This topic describes how to partition data by using foreign tables.

You can use the LOCATION parameter to specify an Object Storage Service (OSS) folder that maps a foreign table. After you specify an OSS folder by using the LOCATION parameter, MaxCompute reads all data in the folder, including all files in the sub-folders. If the OSS folder contains a large amount of data or data in the OSS folder increases over time, a full-text scan will cause extra I/O operations and processing time. You can use one of the following methods to address this issue:
  • Store data in multiple OSS folders that map different foreign tables: You can specify multiple OSS folders to store data and use the LOCATION parameter to specify each of the folders for a foreign table. Then, MaxCompute can read data in each folder by using the corresponding foreign table.
  • Store data in an OSS folder that maps a foreign partitioned table: MaxCompute allows you to use foreign partitioned tables to better manage data.

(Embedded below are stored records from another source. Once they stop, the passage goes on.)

PR #889, opened 2024-12-17
Add & fix helm metrics endpoint

kwongtn:
The existing declaration does not expose the deployment to collect metrics from the pods, hence no metrics are being collected.

This PR exposes the metrics port, and also includes a "for-convenience" PodMonitor.
As some of us may already have metrics setup, I bumped the semver by 1 minor version to prevent anyone accidentally updating & wiping their configs.

### DIFF
--- a/charts/pgcat/Chart.yaml
+++ b/charts/pgcat/Chart.yaml
@@ -5,4 +5,4 @@ maintainers:
   - name: PostgresML
     email: team@postgresml.org
 appVersion: "1.2.0"
-version: 0.2.5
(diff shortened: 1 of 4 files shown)


tomasz-torcz-airspace-intelligence:
Could you also add pod annotation for classic Prometheus deployments?
```
metadata:
  annotations:
    prometheus.io/port: "9930"
    prometheus.io/scrape: "true"
```

shigedangao:
any update @kwongtn ?

PR #896, opened 2024-12-31
Add support for auth_hash authentication to mirrored servers

joshcurtis:
The change itself is fairly simple, just piping the auth_hash object  to the mirror server pool.

The test was created by putting aping existing tests in mirror_spec.rb and auth_query_spec.rb.

I also updated the auth of the mirror instance to md5, since the connection failed silently when scram-sha-256 was used.


tests/docker/docker-compose.yml
```diff
@@ -24,7 +24,7 @@ services:
       POSTGRES_USER: postgres
       POSTGRES_DB: postgres
       POSTGRES_PASSWORD: postgres
-      POSTGRES_INITDB_ARGS: --auth-local=scram-sha-256 --auth-host=scram-sha-256 --auth=scram-sha-256
+      POSTGRES_INITDB_ARGS: --auth-local=md5 --auth-host=md5 --auth=md5
```
joshcurtis, line 27: I had a problem where the connection silently failed if scram authentication was used. I tried and failed to reproduce by playing around with some of the tests in `auth_query_spec.rb`, so it might be a problem unique to the config I was using?

Auth query not working with scram authentication might be a known issue? I ran across some problems that might be similar in the discord. I'm a bit fuzzy on how this all works so it could be unrelated

message from postgresml [discord](https://discord.com/channels/1013868243036930099/1013868243536072868/1149269300897656873):
```
I tried SCRAM-SHA-256 in password encoding, the auth_query failed to work.
pgcat failed with error below"2023-09-07T09:01:37.352504Z ERROR pgcat: 
Pool error: ServerAuthError("SASL auth required and no password specified. 
Auth passthrough (auth_query) method is currently unsupported for SASL auth", ServerIdentifier { username: "pgcatdb", database: "pgcatdb" }) ".  
SCRAM is required for FIPS. 

Any planning to support SCRAM for auth_query?
```

PR #150, opened 2021-12-20
Update the demo to use port 5001 instead of 5000 to make it easier on a Mac

swcurran:
- Update all port 5000 references to 5001
- Updates to readme for demo from running locally


WadeBarnes:
I don't really like how the local docker environment's configuration is affecting the deployment configuration.  It should be possible to separate the two so the deployment configuration can be defined independently of the local docker configuration.  That would allow it to remain the same now, and change independently in the future if needed.

swcurran:
I think I know what you are saying (too much hardcoded?) but either way, it's a different change than this. All I did here was change the port 5000 references to 5001.

esune (changes requested):
I agree with @WadeBarnes: the changes should be restricted to the `docker` folder, otherwise they will cause a cascade of changes in repositories using this for their source (e.g.: [bcgov/a2a-trust-over-ip-configurations](https://github.com/bcgov/a2a-trust-over-ip-configurations)].

All you are looking for is to have it run on a different port locally, so that AirPlay will not cause a conflict (for now... :smirk:). Updating the code configuration and deployment configurations is therefore unnecessary.

swcurran:
Can you tell me the impacted files to undo?  Is it all of the yml files in the Openshift folder?

WadeBarnes:
All of the files in the `openshift` folder and perhaps `oidc-controller/src/VCAuthn/Properties/launchSettings.json` and `oidc-controller/src/VCAuthn/appsettings.json`.  You should be able to override the properties in the json files, if needed, using environment variables set in the `docker-compose.yml` file.  The syntax for overriding a .Net app setting with an environment variable is to use `__` to separate the json tree levels, so `UrlShortenerService.BaseUrl` becomes and environment variable named `UrlShortenerService__BaseUrl`.

esune:
> Can you tell me the impacted files to undo? Is it all of the yml files in the Openshift folder?

The only files being updated should be inside the `docker` folder. Everything else should not be modified.

swcurran:
Done, but wondering about the two files in `oidc-controller/src`? I think they are only for the demo, but wanted to confirm.

Thanks

swcurran:
That doesn't work -- checking why.  On running the demo, I got this error from ngrok:

`Failed to complete tunnel connection
The connection to https://8d4e-96-54-62-211.ngrok.io was successfully tunneled to your ngrok client, but the client failed to establish a connection to the local address localhost:5000.

Make sure that a web service is running on localhost:5000 and that it is a valid address.

The error encountered was: dial tcp [::1]:5000: connect: connection refused`

swcurran:
All good, I think -- I had reverted the ngrok config as well. Trying again.

swcurran:
OK - should be good to go.

docker/docker-compose.yml
```diff
@@ -111,7 +111,7 @@ services:
   controller-dev:
     image: vc-authn-oidc-controller-dev
     ports:
-      - "${IP:-0.0.0.0}:5000:5000"
```
esune, line 114: The right-hand port should be left as before, as it is internal to the Docker image and not mapped to the host.

docker/oidc-controller/Dockerfile
```diff
@@ -14,7 +14,7 @@ RUN dotnet publish -c Release -o /app/out --no-restore
 # Build runtime image
 FROM mcr.microsoft.com/dotnet/core/aspnet:3.1
 
-EXPOSE 5000
```
esune, line 17: Port should be left as `5000` as other services/configurations will depend on this when communicating on the internal Docker network.

docker/oidc-controller/Dockerfile.dev
```diff
@@ -13,4 +13,4 @@ ENV DOTNET_USE_POLLING_FILE_WATCHER 1
 
 WORKDIR /app
 
-ENTRYPOINT dotnet watch run --urls=http://+:5000
```
esune, line 16: Same as previous Dockerfile, leave as 5000 as se4rvices communicating on the internal Docker network will rely on this setting. The exposed port can/will be different (in docker-compose).

esune (changes requested):
A couple of port settings would be best reverted to limit the interactions with dependant projects.

esune:
> Done, but wondering about the two files in `oidc-controller/src`? I think they are only for the demo, but wanted to confirm.
> 
> Thanks

Those can actually be updated, as they are settings used by demo/local development and need to be mapped to the port bound on the host 👍🏻

There will also be projects that will require updating as the port used to communicate with `vc-authn` on localhost will have changed (e.g.: https://github.com/bcgov/vc-visual-verifier/blob/main/docker/manage#L225).

swcurran:
Updates made.  Started on the vc-visual-verifier changes, but the instructions are a bit lacking there.  Will open an issue on that repo.

esune:
> Updates made. Started on the vc-visual-verifier changes, but the instructions are a bit lacking there. Will open an issue on that repo.

Looks good to me now! I agree the visual verifier docs could be improved, it was put together a bit rushed and we never got a chance to go back and polish things there.

esune (approved):

WadeBarnes:
@swcurran, Another PR got merged before this one.  Could you please rebase these changes?

swcurran:
Done

PR #195, opened 2023-01-12
2.0 development

Jsyro:
Python (FastAPI, SQLModel, SQLAlchemy, Alembic) based solution using postgresql database.

TODO's

- [x] Add auto redirect on presentation verification. 
- [ ] No styling on Authorization screen
- [x] Injected 'Subject Identifier' into claims from verification_configuration. 
- [ ] ... probably a few more, will update when found.


oidc-controller/Dockerfile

Standard organization method and path structure of partitioned data in OSS

MaxCompute does not have the permission to manage data stored in external storage such as OSS. If MaxCompute needs to access OSS data by using a foreign partitioned table, make sure that the storage path of the OSS data is in the following format:
partitionKey1=value1\partitionKey2=value2\...
  1. Create a foreign partitioned table.
    Assume that your daily log files are stored in OSS, and you want to use MaxCompute to process the data on a daily basis. If the log files are in the CSV format and can be accessed by using the built-in extractor or a custom extractor, you can execute the following SQL statement to create a foreign partitioned table:
    CREATE EXTERNAL TABLE log_table_external (
        click STRING,
        ip STRING,
        url STRING
      )
      PARTITIONED BY (
        year STRING,
        month STRING,
        day STRING
      )
      STORED BY 'com.aliyun.odps.CsvStorageHandler'
      WITH SERDEPROPERTIES (
     'odps.properties.rolearn'='acs:ram::xxxxx:role/aliyunodpsdefaultrole'
    ) 
      LOCATION 'oss://oss-cn-hangzhou-zmf.aliyuncs.com/oss-odps-test/log_data/';

    You can use the PARTITIONED BY clause to specify the foreign table as a foreign partitioned table. In this example, the partitioned table has three levels of partitions with the partition keys year, month, and day, respectively.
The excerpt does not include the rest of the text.